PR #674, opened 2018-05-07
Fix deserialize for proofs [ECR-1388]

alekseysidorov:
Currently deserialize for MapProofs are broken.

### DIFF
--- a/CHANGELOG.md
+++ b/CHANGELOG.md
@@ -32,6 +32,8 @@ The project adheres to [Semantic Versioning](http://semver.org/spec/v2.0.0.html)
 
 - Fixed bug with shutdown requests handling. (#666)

-*-*-

• _WHAT TO PRODUCE_
From the material above, return every line that contains "deserialize".

• _RESPONSE TO THE TASK_
Fix deserialize for proofs [ECR-1388]
Currently deserialize for MapProofs are broken.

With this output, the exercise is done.